J'ai eu au cours de ma carrière à m'occuper d'un certain nombre de dossiers où les enfants se sont vus élever par des gens qui n'étaient pas leurs parents biologiques. J’ai eu des cas d'enfants élevés par les grands-parents, par ce que l'on appelle un tiers digne de confiance, ou encore par d'autres membres de la famille.
Encore une fois, ce qui a toujours semblé primordial tant aux services sociaux qui s'occupaient de telles affaires qu’au juge charger de surveiller et de donner son accord au projet mis en place, c'était l'intérêt supérieur de l'enfant, et donc de vérifier que les conditions de vie de l'enfant dans ce foyer étaient les meilleurs qu'il puisse avoir.

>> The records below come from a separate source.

PR #55, opened 2021-05-20
Add support for custom python environments

Tabrizian:
Directory structure of Python models using custom Python backend stubs:

```
.
├── python_3_6
│   ├── 1
│   │   ├── model.py
│   │   └── __pycache__
│   │       └── model.cpython-36.pyc
│   ├── config.pbtxt
│   └── triton_python_backend_stub
└── python_3_9
    ├── 1
    │   ├── model.py
    │   └── __pycache__
    │       └── model.cpython-39.pyc
    ├── config.pbtxt
    └── triton_python_backend_stub
```

An example model configuration:
```
name: "python_3_6"
backend: "python"

input [
  {
    name: "INPUT"
    data_type: TYPE_FP32
    dims: [ 1 ]
  }
]
output [
  {
    name: "OUTPUT"
    data_type: TYPE_FP32
    dims: [ 1 ]
  }
]

instance_group [{ kind: KIND_CPU }]
parameters: {key: "EXECUTION_ENV_PATH", value: {string_value: "/opt/tritonserver/qa/L0_backend_python/python3.6.tar.gz"}}
```

### DIFF
--- a/src/python.cc
+++ b/src/python.cc
@@ -248,7 +248,7 @@ class ModelInstanceState : public BackendModelInstance {
 
 ModelInstanceState::ModelInstanceState(
     ModelState* model_state, TRITONBACKEND_ModelInstance* triton_model_instance)
-    : BackendModelInstance(model_state, triton_model_instance),
+    : BackendModelInstance(model_state, triton_model_instance), child_pid_(0),
       initialized_(false)
 {
 }
@@ -745,8 +745,15 @@ ModelInstanceState::SetupChildProcess()
   int64_t shm_default_size =
       model_state->StateForBackend()->shm_default_byte_size;
 
-  shm_pool_ = std::make_unique<SharedMemory>(
-      shm_region_name, shm_default_size, shm_growth_size, true /* truncate */);
+  try {
+    shm_pool_ = std::make_unique<SharedMemory>(
+        shm_region_name, shm_default_size, shm_growth_size,
+        true /* truncate */);
+  }
+  catch (const PythonBackendException& pb_exception) {
+    return TRITONSERVER_ErrorNew(
+        TRITONSERVER_ERROR_INTERNAL, pb_exception.what());
+  }
 
   // Child Mutex and CV
   pthread_mutex_t* child_mutex;
@@ -802,7 +809,7 @@ ModelInstanceState::SetupChildProcess()
   }
 
   // Path to the extracted Python env
-  std::string python_execution_env = "none";
+  std::string python_execution_env = "";
 
   // Path to environment activation script
   std::string path_to_activate;
@@ -811,7 +818,7 @@ ModelInstanceState::SetupChildProcess()
   if (model_state->PythonExecutionEnv() != "") {
     try {
       python_execution_env =
-          model_state->StateForBackend()->env_manager->Extract(
+          model_state->StateForBackend()->env_manager->ExtractIfNotExists(
               model_state->PythonExecutionEnv());
     }
     catch (PythonBackendException& pb_exception) {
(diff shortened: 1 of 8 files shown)


src/python.cc
```diff
@@ -798,6 +801,35 @@ ModelInstanceState::SetupChildProcess()
             .c_str());
   }
 
+  // Path to the extracted Python env
+  std::string python_execution_env = "none";
```
deadeyegoodwin, line 805: Why not just leave the string empty to indicate it is not set/intialized?

src/python.cc
```diff
@@ -798,6 +801,35 @@ ModelInstanceState::SetupChildProcess()
...
+
+  // Path to environment activation script
+  std::string path_to_activate;
+  std::string path_to_libpython;
+
+  if (model_state->PythonExecutionEnv() != "") {
+    try {
+      python_execution_env =
```
deadeyegoodwin, line 813: We shouldn't need a copy of the execution environment for each instance, or even each model. If multiple models/instances use the same execution environment they should all use the same extracted version of the env. So it seems like the execution environments should be managed at the backend level.

deadeyegoodwin (changes requested):

src/python.cc
Tabrizian: @deadeyegoodwin We do not copy the execution environment for each instance. The `Extract` function will extract the environment only if it does not exist in the `env_map_`. Otherwise, it will return the path to the previously extracted environment. Perhaps I should rename the `Extract` function to `ExtractIfNotExists` so that it is more clear.

src/python.cc
Tabrizian: I fixed this.

src/python.cc
Tabrizian: Improved the comments and function name to address this.

src/python.cc
```diff
@@ -745,8 +745,15 @@ ModelInstanceState::SetupChildProcess()
...
-  shm_pool_ = std::make_unique<SharedMemory>(
-      shm_region_name, shm_default_size, shm_growth_size, true /* truncate */);
+  try {
+    shm_pool_ = std::make_unique<SharedMemory>(
+        shm_region_name, shm_default_size, shm_growth_size,
+        true /* truncate */);
+  }
+  catch (const PythonBackendException& pb_exception) {
+    return TRITONSERVER_ErrorNew(
+        TRITONSERVER_ERROR_INTERNAL, pb_exception.what());
```
CoderHam, line 755: How about:
Unable to create shared memory region + "shm_region_name" + ": " + pb_exception.what()

src/python.cc
CoderHam: ExtractIfNotExists feels like it could be misinterpreted. How about ExtractIfNotExtracted or similar?

CoderHam (changes requested):

src/python.cc
Tabrizian: @CoderHam  all the returned exceptions have `shm_region_name` in them so I think it would be redundant.

src/python.cc
Tabrizian: Sounds good, I'll use `ExtractIfNotExtracted `.

src/python.cc
CoderHam: Oh yes, I missed that you were mentioning it there.

deadeyegoodwin (dismissed):
This seems ok but need separate tickets and PRs for the documentation and testing for both custom stub and execution env.

Tabrizian:
@deadeyegoodwin I have added testing for both in this PR: https://github.com/triton-inference-server/server/pull/2897

This tests two Python versions (3.6 and 3.9) and compiles a custom Python stub to make sure it works properly. I filed a ticket for documentation changes.

deadeyegoodwin (approved):

CoderHam (approved):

Les détracteurs de cette loi expliquent qu'un enfant se verra ridiculisé par ses petits camarades s’il explique, par exemple dans la cour de récréation, qu’il n'a pas un papa et une maman mais deux papas ou deux mamans.
Je pense que ce débat et d'arrière-garde. Il ne tient pas compte de l'évolution de notre société qui depuis des années, accepte, et c'est heureux, que deux personnes de même sexe puissent vivre ensemble et s’aimer.
Si j'avais mauvais esprit, je pourrais considérer que ce projet de loi a été en quelque sorte kidnappé par une opposition qui a besoin de sujets fédérateurs pour organiser la résistance.
Hier, entre 400 et 800 000 personnes se sont retrouvées à battre le pavé parisien pour expliquer leur opposition à ce projet de loi. Et depuis ce matin, les médias se font l'écho de tous les responsables politiques qui viennent expliquer qu'une telle mobilisation doit nécessairement générer une consultation nationale par voie de référendum afin de savoir ce que la société française fait finalement comme choix pour son avenir.
Je me permets d'abord de rappeler qu'il existe en France plus de 65 millions d'habitants. Le fait qu'environ 500 000 personnes viennent expliquer à quel point ils sont contre ce projet de loi ne doit pas générer d'émotions outre mesure. Il ne faut pas non plus oublier que la France est une démocratie participative et qu'il existe des représentants tant à l'assemblée nationale qu'au Sénat dont la fonction même et de discuter les projets de lois, de les amender si nécessaire, et, au nom du peuple français, de voter les projets de loi lorsqu'ils peuvent recueillir la majorité des suffrages.
Je pense que nous aurons encore l'occasion de subir, car c'est le terme, de nombreux débats d'idées sur ce thème.
Si l'amalgame continu à se faire entre la possibilité d'un mariage homosexuel et la capacité à adopter, le débat sera tronqué et le peuple de France une fois de plus trompé.